Your goal →
Only the first line of the listing and the lines after it, up to and including the one containing "Add project push rules configuration", should be retyped exactly.

Supplied information →
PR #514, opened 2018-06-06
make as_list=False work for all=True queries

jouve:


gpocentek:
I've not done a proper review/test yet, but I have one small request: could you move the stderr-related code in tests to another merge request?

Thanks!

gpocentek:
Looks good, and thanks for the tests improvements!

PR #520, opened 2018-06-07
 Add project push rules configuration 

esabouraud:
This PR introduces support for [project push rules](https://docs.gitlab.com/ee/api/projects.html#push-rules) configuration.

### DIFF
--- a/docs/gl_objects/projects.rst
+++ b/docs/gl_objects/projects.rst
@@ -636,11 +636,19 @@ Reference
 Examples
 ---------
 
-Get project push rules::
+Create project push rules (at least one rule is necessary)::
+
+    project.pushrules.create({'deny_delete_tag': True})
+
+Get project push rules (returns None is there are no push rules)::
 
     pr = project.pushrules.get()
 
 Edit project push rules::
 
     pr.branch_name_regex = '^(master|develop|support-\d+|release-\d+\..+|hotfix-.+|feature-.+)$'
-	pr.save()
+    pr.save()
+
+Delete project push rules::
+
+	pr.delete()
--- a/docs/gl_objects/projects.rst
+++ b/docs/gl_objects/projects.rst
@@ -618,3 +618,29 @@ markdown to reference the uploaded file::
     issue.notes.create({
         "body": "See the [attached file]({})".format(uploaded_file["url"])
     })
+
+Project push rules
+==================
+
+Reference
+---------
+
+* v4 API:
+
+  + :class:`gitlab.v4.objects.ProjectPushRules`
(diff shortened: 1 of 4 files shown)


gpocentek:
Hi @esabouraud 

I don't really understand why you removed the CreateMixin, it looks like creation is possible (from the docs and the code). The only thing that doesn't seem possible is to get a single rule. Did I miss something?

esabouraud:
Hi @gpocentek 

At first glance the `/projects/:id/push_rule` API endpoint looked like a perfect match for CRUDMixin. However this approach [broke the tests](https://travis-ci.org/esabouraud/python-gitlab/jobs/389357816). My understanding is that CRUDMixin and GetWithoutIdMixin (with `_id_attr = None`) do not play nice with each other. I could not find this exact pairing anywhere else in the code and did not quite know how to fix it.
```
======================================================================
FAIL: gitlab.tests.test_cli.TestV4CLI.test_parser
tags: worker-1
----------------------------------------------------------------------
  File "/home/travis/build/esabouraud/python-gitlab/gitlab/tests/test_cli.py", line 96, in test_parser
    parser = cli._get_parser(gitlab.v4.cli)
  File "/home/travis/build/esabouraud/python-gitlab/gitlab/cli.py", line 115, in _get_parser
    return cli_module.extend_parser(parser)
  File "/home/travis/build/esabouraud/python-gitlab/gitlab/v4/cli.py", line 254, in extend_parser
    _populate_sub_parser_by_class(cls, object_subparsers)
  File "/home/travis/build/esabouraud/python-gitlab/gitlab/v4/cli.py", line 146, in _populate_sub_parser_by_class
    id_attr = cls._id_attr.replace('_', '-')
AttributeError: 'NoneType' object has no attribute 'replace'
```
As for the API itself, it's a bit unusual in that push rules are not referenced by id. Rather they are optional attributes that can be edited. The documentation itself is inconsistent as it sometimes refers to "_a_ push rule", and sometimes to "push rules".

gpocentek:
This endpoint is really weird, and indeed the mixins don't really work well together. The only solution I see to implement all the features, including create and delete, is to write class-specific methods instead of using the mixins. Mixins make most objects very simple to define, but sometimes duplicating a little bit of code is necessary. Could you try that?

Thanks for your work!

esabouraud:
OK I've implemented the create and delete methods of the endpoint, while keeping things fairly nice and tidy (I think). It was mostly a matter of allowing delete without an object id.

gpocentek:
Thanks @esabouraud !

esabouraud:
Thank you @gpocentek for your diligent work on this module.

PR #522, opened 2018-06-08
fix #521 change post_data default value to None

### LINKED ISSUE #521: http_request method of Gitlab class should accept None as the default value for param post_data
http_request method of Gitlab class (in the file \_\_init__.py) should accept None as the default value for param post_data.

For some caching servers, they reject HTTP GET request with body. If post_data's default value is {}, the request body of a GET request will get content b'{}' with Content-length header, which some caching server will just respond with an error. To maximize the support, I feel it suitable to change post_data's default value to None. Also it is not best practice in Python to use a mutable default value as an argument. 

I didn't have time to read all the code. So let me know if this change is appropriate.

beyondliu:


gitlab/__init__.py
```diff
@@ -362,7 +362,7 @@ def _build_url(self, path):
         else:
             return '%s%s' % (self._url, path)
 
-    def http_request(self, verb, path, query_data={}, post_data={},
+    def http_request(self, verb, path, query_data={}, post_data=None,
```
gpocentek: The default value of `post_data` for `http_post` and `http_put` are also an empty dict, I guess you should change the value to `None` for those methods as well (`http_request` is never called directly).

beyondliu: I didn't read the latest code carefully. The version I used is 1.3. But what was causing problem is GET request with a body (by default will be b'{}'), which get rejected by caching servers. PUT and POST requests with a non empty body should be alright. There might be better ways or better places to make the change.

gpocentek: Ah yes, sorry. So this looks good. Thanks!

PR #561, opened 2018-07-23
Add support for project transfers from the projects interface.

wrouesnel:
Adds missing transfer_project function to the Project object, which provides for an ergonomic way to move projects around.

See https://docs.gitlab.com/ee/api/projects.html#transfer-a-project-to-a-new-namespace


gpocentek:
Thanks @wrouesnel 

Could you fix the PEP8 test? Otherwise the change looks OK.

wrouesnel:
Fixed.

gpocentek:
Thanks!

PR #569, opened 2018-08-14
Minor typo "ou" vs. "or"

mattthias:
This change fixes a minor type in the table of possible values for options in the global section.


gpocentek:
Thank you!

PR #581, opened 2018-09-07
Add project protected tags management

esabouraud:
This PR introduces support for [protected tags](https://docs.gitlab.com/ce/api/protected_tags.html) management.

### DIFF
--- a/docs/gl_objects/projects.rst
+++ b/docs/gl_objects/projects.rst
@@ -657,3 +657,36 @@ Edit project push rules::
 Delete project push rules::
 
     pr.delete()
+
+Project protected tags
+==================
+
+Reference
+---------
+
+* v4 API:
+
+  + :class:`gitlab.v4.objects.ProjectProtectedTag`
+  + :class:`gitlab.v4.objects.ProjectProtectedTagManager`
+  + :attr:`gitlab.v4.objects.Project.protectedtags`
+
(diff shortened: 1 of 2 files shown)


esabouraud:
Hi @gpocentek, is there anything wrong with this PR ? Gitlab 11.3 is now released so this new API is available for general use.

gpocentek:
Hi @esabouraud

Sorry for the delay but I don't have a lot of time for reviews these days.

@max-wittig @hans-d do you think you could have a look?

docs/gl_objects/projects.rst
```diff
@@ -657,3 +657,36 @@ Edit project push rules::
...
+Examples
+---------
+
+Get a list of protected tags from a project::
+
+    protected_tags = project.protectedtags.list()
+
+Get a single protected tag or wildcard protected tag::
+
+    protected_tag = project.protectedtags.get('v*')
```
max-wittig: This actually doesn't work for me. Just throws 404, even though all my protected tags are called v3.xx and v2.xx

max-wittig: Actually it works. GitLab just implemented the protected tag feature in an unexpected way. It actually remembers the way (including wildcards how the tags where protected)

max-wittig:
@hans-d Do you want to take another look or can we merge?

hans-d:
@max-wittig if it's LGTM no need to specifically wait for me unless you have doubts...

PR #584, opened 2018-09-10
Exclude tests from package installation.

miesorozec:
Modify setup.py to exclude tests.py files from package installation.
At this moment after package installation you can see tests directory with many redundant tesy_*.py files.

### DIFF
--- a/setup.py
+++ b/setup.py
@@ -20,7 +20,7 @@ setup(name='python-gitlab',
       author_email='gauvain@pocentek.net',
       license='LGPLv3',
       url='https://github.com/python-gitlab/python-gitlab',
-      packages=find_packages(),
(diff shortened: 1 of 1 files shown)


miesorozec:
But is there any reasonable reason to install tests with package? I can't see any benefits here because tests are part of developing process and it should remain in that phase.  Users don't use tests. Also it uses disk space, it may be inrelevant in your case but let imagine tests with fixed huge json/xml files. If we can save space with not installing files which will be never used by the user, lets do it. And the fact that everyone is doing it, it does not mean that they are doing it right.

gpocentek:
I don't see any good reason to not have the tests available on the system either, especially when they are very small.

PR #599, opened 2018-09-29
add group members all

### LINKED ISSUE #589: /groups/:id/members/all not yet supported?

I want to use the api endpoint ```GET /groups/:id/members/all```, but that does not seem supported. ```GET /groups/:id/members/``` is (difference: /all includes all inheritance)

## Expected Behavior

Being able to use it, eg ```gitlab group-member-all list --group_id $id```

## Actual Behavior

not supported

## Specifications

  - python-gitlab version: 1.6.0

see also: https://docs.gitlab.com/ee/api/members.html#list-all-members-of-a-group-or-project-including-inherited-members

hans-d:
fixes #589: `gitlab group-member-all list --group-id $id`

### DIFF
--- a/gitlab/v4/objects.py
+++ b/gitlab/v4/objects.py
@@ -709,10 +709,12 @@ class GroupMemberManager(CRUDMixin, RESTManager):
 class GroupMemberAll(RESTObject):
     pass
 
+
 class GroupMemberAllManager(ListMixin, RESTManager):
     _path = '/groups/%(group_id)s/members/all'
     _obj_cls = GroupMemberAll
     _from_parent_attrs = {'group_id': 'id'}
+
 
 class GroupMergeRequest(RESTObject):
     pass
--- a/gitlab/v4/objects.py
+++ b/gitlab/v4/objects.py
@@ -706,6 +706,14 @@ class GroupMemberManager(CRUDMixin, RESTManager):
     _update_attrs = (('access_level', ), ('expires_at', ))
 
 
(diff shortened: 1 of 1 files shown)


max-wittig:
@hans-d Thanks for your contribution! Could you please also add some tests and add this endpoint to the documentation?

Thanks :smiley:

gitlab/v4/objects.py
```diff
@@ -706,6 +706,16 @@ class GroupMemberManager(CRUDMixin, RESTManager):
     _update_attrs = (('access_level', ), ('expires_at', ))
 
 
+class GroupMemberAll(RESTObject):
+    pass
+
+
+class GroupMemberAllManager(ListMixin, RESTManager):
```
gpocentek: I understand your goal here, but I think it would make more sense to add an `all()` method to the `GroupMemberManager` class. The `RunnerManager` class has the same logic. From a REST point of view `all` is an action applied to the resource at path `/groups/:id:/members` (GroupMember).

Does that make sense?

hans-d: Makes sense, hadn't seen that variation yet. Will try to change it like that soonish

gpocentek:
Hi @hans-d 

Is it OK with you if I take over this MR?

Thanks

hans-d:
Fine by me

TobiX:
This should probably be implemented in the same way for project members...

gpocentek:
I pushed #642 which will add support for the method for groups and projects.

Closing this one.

Answer for this exercise →
PR #514, opened 2018-06-06
make as_list=False work for all=True queries

jouve:


gpocentek:
I've not done a proper review/test yet, but I have one small request: could you move the stderr-related code in tests to another merge request?

Thanks!

gpocentek:
Looks good, and thanks for the tests improvements!

PR #520, opened 2018-06-07
 Add project push rules configuration 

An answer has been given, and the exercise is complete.